→ **Task to complete**
Scan the data below for the string "replay". Copy every line where it appears.

----

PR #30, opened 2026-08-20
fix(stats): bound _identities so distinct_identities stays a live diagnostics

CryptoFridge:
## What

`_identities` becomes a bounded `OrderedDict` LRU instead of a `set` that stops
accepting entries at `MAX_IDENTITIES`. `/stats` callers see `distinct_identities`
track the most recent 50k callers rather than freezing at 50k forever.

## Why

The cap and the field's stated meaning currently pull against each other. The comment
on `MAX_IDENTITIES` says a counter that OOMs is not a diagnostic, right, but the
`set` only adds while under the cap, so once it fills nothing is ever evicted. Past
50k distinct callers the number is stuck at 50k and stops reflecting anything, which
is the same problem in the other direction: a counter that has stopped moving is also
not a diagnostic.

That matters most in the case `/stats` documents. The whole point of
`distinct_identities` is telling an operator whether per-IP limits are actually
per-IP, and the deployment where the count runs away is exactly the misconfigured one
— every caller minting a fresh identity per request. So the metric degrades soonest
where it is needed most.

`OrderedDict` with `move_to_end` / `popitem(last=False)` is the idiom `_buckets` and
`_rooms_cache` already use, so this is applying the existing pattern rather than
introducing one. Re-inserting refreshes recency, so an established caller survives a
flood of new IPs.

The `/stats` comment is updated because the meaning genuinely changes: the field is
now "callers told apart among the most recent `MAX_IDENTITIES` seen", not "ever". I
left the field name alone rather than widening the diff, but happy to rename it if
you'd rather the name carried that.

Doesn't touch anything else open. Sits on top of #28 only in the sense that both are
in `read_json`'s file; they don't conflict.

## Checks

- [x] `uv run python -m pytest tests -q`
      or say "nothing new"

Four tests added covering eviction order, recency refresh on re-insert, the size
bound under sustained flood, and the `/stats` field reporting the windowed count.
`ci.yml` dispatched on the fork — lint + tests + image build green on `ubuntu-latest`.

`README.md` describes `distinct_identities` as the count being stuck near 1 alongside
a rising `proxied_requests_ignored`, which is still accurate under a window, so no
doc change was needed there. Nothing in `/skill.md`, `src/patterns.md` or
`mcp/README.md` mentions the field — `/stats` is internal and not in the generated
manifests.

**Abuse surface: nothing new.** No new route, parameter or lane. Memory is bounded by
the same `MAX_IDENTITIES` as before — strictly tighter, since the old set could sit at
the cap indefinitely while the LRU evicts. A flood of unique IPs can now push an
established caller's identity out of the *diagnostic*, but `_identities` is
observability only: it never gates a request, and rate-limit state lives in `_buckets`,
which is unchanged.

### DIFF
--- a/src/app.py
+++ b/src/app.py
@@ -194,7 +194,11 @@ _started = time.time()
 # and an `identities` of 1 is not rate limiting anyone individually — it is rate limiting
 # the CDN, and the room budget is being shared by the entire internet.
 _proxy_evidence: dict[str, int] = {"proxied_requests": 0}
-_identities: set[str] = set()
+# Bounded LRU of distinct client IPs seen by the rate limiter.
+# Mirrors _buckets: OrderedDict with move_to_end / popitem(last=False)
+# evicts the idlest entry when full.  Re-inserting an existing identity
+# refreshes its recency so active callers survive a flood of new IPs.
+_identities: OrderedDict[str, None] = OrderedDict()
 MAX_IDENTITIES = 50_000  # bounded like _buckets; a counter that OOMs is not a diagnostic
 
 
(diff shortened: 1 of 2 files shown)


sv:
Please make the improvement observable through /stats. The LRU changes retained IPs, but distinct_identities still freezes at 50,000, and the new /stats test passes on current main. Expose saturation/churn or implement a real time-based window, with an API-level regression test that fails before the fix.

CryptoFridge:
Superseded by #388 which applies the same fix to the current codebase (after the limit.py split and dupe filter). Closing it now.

----

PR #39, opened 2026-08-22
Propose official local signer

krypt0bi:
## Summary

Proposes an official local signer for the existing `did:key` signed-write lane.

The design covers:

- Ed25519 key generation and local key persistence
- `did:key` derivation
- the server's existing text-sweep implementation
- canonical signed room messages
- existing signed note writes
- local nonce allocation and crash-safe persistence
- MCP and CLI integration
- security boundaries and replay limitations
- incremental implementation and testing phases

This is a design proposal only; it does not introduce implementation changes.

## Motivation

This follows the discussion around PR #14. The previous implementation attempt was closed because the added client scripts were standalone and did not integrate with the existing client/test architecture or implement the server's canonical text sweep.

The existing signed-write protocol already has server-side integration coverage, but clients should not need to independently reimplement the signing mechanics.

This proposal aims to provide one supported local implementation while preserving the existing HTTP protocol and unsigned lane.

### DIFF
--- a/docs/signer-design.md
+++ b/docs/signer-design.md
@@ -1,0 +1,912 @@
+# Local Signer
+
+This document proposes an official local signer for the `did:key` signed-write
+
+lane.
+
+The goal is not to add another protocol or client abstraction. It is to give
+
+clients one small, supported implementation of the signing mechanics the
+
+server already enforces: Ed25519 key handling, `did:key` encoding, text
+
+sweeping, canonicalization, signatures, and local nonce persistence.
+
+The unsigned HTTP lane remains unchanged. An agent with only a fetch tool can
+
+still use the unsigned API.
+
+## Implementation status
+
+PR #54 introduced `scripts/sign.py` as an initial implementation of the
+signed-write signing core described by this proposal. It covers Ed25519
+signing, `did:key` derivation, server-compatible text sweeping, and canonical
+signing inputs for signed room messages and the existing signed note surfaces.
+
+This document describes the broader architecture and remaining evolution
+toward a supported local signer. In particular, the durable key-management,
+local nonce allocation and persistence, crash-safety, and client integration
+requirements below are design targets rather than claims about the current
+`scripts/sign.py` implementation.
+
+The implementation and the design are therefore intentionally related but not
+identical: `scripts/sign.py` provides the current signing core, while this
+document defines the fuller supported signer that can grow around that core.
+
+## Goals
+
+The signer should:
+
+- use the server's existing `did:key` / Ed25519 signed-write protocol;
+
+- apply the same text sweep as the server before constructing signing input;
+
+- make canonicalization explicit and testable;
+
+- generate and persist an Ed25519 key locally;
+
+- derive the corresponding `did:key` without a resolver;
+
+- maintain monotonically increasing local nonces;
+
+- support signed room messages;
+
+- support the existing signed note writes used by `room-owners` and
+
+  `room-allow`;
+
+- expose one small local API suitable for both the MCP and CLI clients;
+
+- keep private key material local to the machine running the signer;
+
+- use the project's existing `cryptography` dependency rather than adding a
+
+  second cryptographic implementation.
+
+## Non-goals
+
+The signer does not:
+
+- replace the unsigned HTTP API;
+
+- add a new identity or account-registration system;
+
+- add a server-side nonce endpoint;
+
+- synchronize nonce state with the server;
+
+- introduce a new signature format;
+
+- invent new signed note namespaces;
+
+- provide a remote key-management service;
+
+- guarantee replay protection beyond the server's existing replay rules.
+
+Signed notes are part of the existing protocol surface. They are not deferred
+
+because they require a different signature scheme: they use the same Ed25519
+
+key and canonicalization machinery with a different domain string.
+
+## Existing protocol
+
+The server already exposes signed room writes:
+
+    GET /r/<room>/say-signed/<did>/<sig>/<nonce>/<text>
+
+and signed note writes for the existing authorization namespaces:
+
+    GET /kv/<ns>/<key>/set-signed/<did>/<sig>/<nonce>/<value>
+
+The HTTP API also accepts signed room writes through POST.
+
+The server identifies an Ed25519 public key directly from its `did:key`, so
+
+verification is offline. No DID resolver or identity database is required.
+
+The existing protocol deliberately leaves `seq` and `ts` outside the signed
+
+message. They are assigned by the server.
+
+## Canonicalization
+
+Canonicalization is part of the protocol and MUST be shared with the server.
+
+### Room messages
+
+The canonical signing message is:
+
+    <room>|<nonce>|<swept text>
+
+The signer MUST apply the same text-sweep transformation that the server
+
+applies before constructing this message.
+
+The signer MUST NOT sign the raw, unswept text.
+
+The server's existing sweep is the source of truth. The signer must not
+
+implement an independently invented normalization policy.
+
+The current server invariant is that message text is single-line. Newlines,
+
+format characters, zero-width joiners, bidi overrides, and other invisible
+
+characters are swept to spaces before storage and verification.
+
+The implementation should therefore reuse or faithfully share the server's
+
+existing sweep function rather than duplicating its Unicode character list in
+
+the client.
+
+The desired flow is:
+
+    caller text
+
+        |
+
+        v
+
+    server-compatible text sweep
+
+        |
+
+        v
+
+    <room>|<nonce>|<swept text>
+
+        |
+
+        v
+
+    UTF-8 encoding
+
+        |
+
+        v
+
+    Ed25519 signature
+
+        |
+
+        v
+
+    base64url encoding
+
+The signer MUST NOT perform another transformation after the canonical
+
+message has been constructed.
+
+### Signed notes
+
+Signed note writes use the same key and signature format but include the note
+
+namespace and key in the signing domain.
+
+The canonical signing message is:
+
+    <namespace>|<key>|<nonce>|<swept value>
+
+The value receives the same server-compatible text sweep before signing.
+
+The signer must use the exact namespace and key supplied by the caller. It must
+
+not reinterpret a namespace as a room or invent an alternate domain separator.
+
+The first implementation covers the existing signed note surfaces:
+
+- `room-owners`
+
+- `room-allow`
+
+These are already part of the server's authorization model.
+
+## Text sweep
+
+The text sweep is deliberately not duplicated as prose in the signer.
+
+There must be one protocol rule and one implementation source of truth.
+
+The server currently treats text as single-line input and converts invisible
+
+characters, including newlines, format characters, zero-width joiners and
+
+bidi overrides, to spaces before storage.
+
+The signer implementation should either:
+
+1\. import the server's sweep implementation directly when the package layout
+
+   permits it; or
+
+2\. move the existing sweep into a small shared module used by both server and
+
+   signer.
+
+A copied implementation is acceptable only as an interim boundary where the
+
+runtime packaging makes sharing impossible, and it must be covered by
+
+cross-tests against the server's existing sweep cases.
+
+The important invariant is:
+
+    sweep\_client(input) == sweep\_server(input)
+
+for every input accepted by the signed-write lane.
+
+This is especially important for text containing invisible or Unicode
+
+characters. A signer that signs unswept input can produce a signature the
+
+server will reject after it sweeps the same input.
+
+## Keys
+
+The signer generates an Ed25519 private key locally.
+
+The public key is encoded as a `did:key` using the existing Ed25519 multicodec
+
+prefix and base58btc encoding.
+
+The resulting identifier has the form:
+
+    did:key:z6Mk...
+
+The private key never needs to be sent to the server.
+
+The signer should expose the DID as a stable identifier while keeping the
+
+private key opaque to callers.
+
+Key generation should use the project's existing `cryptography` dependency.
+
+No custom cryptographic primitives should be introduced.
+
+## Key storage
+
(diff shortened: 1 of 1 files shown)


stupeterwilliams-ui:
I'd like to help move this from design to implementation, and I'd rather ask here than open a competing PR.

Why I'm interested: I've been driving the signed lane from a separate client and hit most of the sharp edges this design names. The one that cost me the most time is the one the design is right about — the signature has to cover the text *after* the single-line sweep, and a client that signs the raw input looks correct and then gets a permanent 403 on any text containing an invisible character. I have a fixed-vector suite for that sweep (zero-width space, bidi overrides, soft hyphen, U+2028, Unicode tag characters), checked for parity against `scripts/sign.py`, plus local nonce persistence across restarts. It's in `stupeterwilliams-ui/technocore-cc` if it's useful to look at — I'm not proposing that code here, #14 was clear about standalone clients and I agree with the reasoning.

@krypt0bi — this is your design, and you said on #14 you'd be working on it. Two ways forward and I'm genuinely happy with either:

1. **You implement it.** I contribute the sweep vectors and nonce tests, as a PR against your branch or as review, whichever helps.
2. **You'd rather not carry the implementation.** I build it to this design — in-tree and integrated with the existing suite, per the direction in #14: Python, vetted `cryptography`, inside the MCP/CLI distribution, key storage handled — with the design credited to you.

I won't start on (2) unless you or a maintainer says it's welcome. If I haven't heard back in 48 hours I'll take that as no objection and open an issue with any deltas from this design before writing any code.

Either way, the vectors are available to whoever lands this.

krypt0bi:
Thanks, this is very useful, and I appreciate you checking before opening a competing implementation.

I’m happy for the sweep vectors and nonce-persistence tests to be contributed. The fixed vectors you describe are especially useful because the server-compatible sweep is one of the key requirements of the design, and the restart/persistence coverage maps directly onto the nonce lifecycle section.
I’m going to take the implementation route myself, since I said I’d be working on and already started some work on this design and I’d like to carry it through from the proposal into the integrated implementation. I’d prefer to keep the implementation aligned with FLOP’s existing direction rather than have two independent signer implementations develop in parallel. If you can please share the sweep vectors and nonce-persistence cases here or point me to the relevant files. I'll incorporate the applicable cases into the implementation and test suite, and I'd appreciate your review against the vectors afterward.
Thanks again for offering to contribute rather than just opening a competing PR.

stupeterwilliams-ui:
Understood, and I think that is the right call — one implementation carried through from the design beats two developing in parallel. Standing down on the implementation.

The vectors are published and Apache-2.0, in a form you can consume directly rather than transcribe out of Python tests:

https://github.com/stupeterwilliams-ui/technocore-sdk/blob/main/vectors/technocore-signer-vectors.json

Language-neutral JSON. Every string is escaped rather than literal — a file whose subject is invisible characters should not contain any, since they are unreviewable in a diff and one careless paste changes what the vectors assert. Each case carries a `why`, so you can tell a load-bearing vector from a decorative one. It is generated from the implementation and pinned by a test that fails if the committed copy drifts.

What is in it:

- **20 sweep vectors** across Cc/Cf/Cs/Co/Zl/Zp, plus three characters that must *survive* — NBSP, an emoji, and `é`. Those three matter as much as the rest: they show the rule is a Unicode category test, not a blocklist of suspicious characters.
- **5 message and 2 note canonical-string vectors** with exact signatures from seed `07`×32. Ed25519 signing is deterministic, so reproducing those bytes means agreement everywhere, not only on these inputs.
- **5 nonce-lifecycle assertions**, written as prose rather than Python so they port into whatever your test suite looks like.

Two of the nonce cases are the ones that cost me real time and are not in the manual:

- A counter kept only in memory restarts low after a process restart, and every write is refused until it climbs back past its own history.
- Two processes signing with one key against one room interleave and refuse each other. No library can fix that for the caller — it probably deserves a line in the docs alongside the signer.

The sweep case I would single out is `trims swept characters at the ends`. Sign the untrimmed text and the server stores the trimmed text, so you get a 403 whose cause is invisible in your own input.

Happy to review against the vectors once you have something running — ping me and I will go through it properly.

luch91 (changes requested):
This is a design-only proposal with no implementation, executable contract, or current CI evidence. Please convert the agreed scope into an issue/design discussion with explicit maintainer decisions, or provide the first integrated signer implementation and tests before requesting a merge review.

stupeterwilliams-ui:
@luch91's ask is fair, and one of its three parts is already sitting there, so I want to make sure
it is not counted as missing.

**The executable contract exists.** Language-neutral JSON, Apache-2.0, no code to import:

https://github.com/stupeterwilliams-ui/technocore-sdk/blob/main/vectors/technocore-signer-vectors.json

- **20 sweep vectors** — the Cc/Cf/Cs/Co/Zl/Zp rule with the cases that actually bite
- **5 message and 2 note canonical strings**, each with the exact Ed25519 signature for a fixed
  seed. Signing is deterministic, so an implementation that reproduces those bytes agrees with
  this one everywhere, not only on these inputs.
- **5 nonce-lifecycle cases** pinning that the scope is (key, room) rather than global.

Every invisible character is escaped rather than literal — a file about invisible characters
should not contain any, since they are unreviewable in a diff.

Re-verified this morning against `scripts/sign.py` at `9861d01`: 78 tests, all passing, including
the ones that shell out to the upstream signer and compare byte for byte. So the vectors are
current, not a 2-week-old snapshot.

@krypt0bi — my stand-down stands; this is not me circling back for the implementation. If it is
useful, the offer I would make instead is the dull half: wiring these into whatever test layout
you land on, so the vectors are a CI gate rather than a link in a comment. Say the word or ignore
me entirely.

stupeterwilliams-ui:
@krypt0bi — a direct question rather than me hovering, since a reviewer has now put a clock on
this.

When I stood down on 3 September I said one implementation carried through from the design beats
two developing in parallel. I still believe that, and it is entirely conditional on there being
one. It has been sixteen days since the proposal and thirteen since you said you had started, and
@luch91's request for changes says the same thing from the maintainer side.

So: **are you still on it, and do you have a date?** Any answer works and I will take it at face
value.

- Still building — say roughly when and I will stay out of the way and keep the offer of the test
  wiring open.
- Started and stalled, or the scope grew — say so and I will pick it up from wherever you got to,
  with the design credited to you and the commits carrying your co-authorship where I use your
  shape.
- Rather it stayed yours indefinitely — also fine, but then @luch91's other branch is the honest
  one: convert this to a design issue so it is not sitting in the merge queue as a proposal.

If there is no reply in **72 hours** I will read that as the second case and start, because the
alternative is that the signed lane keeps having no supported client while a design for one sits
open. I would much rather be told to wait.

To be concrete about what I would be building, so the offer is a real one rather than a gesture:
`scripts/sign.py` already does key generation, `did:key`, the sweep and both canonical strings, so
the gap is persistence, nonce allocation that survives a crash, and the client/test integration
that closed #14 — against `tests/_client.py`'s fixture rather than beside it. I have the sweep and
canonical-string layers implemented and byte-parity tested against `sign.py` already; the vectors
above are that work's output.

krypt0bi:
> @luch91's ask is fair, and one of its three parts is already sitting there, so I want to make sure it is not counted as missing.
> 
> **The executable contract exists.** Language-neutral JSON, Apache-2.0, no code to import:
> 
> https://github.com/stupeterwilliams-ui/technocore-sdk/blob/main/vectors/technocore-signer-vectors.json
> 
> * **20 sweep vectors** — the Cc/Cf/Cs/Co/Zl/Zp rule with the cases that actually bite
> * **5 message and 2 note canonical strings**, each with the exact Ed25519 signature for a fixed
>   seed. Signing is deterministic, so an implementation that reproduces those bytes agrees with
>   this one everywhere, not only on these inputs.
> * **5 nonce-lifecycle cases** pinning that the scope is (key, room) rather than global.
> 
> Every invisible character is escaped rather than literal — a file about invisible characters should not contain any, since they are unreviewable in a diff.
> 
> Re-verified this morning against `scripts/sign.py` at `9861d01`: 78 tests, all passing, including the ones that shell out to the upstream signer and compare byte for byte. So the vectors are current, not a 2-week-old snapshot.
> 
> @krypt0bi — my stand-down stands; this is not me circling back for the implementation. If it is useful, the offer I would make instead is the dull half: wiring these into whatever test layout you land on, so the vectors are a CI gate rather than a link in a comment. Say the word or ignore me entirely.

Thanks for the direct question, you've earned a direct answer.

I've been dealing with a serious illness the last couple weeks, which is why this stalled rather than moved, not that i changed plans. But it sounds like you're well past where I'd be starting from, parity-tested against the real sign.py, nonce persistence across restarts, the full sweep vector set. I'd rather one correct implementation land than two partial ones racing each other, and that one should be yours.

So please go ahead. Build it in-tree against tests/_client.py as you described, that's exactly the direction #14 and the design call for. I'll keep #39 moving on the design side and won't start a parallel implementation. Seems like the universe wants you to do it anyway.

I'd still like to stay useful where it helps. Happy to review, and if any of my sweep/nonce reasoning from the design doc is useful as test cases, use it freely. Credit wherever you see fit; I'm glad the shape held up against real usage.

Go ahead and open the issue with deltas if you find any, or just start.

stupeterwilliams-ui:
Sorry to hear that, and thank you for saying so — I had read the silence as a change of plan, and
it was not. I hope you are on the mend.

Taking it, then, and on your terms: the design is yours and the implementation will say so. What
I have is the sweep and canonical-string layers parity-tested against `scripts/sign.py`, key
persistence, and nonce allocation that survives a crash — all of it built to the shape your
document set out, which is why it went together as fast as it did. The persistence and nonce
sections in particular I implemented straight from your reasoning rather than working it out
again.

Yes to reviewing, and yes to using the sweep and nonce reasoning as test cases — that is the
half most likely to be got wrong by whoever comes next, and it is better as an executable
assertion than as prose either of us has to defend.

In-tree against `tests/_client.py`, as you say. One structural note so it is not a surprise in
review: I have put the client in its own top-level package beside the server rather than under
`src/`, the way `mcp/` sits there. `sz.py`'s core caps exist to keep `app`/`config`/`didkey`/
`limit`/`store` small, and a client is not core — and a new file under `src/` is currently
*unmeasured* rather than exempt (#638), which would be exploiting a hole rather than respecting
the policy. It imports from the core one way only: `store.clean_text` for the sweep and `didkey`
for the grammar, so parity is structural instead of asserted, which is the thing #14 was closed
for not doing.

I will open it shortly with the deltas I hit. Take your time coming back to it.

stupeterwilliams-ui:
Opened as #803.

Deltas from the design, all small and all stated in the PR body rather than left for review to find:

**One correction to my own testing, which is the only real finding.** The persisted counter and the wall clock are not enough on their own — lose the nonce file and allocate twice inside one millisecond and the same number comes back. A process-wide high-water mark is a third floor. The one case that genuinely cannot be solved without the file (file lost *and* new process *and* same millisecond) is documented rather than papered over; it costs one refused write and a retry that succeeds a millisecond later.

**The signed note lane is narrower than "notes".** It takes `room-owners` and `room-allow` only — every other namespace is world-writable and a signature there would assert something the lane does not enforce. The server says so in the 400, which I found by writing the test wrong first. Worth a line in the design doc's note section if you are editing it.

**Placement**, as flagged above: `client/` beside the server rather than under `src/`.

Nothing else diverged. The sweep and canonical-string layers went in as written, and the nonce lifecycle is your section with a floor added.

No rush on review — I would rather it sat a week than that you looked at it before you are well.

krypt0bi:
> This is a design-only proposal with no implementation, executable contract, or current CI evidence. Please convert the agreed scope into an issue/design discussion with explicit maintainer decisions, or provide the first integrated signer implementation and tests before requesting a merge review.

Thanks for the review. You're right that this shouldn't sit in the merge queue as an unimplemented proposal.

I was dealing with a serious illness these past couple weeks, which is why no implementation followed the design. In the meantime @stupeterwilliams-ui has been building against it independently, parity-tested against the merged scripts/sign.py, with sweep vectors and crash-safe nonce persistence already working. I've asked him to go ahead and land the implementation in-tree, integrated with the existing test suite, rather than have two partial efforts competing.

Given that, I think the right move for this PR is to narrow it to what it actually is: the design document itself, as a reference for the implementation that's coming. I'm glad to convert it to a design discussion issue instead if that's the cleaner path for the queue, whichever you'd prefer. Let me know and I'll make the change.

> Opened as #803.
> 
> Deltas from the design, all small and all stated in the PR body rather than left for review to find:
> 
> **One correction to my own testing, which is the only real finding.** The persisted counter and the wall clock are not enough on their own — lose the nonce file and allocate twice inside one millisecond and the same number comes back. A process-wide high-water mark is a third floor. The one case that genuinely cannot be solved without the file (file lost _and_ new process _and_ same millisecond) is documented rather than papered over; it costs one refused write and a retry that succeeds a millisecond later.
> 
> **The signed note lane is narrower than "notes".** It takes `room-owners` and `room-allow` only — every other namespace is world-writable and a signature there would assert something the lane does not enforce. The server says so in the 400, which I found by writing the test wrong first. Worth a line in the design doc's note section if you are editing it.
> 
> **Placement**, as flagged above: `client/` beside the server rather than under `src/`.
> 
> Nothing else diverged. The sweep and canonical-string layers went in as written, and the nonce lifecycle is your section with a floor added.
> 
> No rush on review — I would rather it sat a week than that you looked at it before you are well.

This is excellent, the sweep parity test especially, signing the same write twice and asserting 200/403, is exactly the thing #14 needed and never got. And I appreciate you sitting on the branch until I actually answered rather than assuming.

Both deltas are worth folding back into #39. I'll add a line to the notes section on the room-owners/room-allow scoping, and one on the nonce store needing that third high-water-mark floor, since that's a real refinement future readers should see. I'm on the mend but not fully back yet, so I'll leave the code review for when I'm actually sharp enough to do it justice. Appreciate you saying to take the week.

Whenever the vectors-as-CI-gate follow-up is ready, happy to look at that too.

----

→ **Result of this task**
- security boundaries and replay limitations
+- guarantee replay protection beyond the server's existing replay rules.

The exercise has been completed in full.